The IWS project team has produced over 30 peer-reviewed publications at various conferences and within journals.  These papers provide rigorous scientific insights into wireless performance, offering stakeholders data to inform policies, standards, and technology adoption in industrial settings.  All publications can be found here or by searching for publications by the project leader, Rick Candell.

NIST Reports

• Guide to Industrial Wireless Systems Deployments (NIST AMS 300-4, May 2018)
• Wireless User Requirements for the Factory Workcell (NIST AMS 300-8, 2019)
• Industrial Wireless Deployments in the Navy Shipyard (NIST AMS 300-9, 2020)
• Industrial Wireless Systems: Radio Propagation Measurements (NIST TN 1951, 2017)

Measurement Datasets (data.nist.gov)

• Radio Frequency Measurements for Selected Manufacturing and Industrial Environments (link)
• Technical contributions to the IEEE 802 and Avnu Alliance wireless working groups
• Several datasets of interference measurements and scenario-specific RF propagation
• Datasets of results from experiments conducted using the IWS testbeds

Standards

Leadership of the IEEE P3388 (Wireless Performance Assessment and Measurement Working Group)
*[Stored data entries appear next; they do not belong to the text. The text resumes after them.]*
PR #3471, opened 2026-06-23
fix(metaops): cross (X) and zip (Z) return a Seq, not a List

tokuhirom:
## Summary

`X` and `Z` (and their reduction / `Z=>` forms) returned a `List`, so `.^name`
was `List` and `.raku` rendered without the trailing `.Seq`:

```
$ raku  -e 'say (^3 X ^2).^name'   # Seq
$ mutsu -e 'say (^3 X ^2).^name'   # List

$ raku  -e 'say (1,2 Z 3,4).raku'  # ((1, 3), (2, 4)).Seq
$ mutsu -e 'say (1,2 Z 3,4).raku'  # ((1, 3), (2, 4))
```

## Fix

The binary and n-ary X/Z paths wrapped their non-empty results in
`Value::array` (a List) while the empty case already returned a `Seq`. Wrap the
non-empty result in `Value::Seq` too, in all four sites
(`vm_string_regex_ops.rs`). The inner tuples (`(0, 0)`, ...) stay plain Lists,
matching Rakudo, and lazy-input results still produce a `LazyList`.

## Test

- `t/cross-zip-seq.t` — 14 cases (X/Z `.^name`/`.raku`, n-ary, empty,
  reduction, `Z=>`, lazy side, `@`-reification stays Array).
- Swept the whitelisted X/Z roast tests (cross.t, zip.t S03/S17/S32, infix.t)
  plus 107 S02/S03 files using X/Z — no regressions.

### DIFF
--- a/src/runtime/registration_sub.rs
+++ b/src/runtime/registration_sub.rs
@@ -1059,7 +1059,7 @@ impl Interpreter {
                 let v = self.eval_block_value(&[Stmt::Expr(expr.clone())])?;
                 let raw_items: Vec<Value> = match &v {
                     Value::Array(items, _) => items.as_ref().clone().items,
-                    Value::Slip(items) => items.as_ref().clone(),
+                    Value::Seq(items) | Value::Slip(items) => items.as_ref().clone(),
                     Value::Hash(map) => map
                         .iter()
                         .map(|(k, v)| Value::Pair(k.clone(), Box::new(v.clone())))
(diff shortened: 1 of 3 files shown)


tokuhirom:
Pushed a follow-up: `X`/`Z` returning a Seq regressed `S12-enums/basic.t` (subtests 39/46/49 — `my enum E (<a b> Z=> 1,2)` etc.), because `register_enum_decl`'s dynamic-body handler unwrapped Array/Slip/Hash but treated a Seq as one opaque item. Added Seq alongside Slip so enum-from-Z/X works again. S12-enums/basic.t now passes (54/54).

PR #3884, opened 2026-06-28
perf(dispatch): OTF-compile a default-param single sub that shadows a builtin

tokuhirom:
## What

A single user sub with a **default parameter** that **shadows a builtin** was excluded from on-the-fly (OTF) bytecode compilation (`def_is_otf_compilable`), so it fell back to the tree-walk interpreter on every call (PLAN §2-D, remaining multi-dispatch fallback).

## Why it's now safe

The exclusion guarded the PR #3546 name-cache hazard: Test::Util's `our sub run(Str, Str = '')` shadows the `run` builtin, and pinning the user sub in `otf_call_cache` could mis-bind a later builtin `run` (process spawn).

That hazard is **closed by the cache's scope coherence**: `otf_call_cache` is gated on `fn_resolve_gen`, which bumps when the shadowing scope changes (import pop / lexical scope exit), evicting the user sub so a later builtin call re-resolves correctly. Within a single scope a name resolves to one routine, so no same-scope mis-bind is possible.

Verified:
```raku
{ sub run($c, $i = '') { ... }; run("first"); }   # user sub
my $proc = run("echo", "hi", :out);               # builtin process run — re-binds
```
binds the user sub inside the block and the builtin process `run` outside, matching raku.

## Tests

- `t/default-param-builtin-shadow-otf.t` (new, 5 subtests): shadowing sub inside scope, builtin re-bind outside, same-scope default application, non-shadowing regression guard.
- `make test` green (12934 tests, Result: PASS).

### DIFF
--- a/src/vm/vm_call_func_ops.rs
+++ b/src/vm/vm_call_func_ops.rs
@@ -1571,12 +1571,20 @@ impl Interpreter {
         // resolved def already satisfies it and the compiled binding just binds the
         // callable — byte-identical to the interpreter. Any cross-candidate
         // ambiguity (`&c:(Int)` vs untyped `&c`) is a *resolution*-level gap that
-        // fires identically with or without OTF, so it is unaffected. Only a param
-        // with a default value stays excluded here (the name-cache-pollution /
-        // builtin-shadow hazard, PR #3546 — allowed at genuine multi sites via
-        // `def_is_otf_compilable_multi_candidate`).
+        // fires identically with or without OTF, so it is unaffected.
+        //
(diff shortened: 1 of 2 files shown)


tokuhirom:
Reverting: the default-param relaxation regresses make roast. `def_is_otf_compilable` is shared across 4 dispatch sites (proto/multi/builtin-shadow), so relaxing defaults there broke proto/multi default handling broadly — caught by CI's release-build roast (my local `make test` did not run `make roast`). A narrower, site-specific gate would be needed; deferring as low-value (niche builtin-shadow-with-default subs).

Testbeds and Laboratory Capabilities

• NIST Industrial Wireless LAN Testbed:  A “factory in a box” that replicates industrial environments to test wireless systems.
• 5G Testbed for IoT and teleoperation in manufacturing, construction, and other mission-critical scenarios
• In-lab industrial wireless channel replication
  • Multi-path propagation, mobility, and blockages
  • Radio Frequency Interference from communications and non-communications sources

Downloadable Datasets

• Propagation
  • Radio Frequency Measurements for Selected Manufacturing and Industrial Environments (link)
  • Aerospace autoclave (Pending)
• Radio Interference
  • Radio Frequency Interference Measurements of Industrial Machinery (link)
  • Electromagnetic Interference Measurements from Tungsten Inert Gas (TIG) Arc Welding (link)
  • Microwave Oven interference Measurements at 2.4 GHz (link)
• Other Data (Software and Tools)
  • Search here for all datasets related to this project.

Why this matters?

The NIST Industrial Wireless Systems project delivers critical value to industrial, academic, and government stakeholders by advancing wireless technologies for mission-critical industrial applications. For industrial stakeholders like Boeing, ABB, and Keysight, the project’s peer-reviewed papers, technical reports, and testbed results provide actionable insights to deploy reliable, low-latency wireless systems, reducing costs and enhancing automation in manufacturing and IoT. 

Academic stakeholders, such as the University of Maryland, benefit from comprehensive datasets and collaborative research opportunities, enabling cutting-edge studies in propagation modeling, interference measurements and modeling, and wireless performance studies in Wi-Fi, 5G/6G, and others. 

Government stakeholders, including the Department of Transportation and Nuclear Regulatory Commission, gain evidence-based data to inform spectrum policies, regulatory frameworks, and infrastructure deployments, with standardization efforts (e.g., IEEE P3388) ensuring reliable and resilient wireless solutions for critical infrastructure, aligning with national goals for economic competitiveness and safety.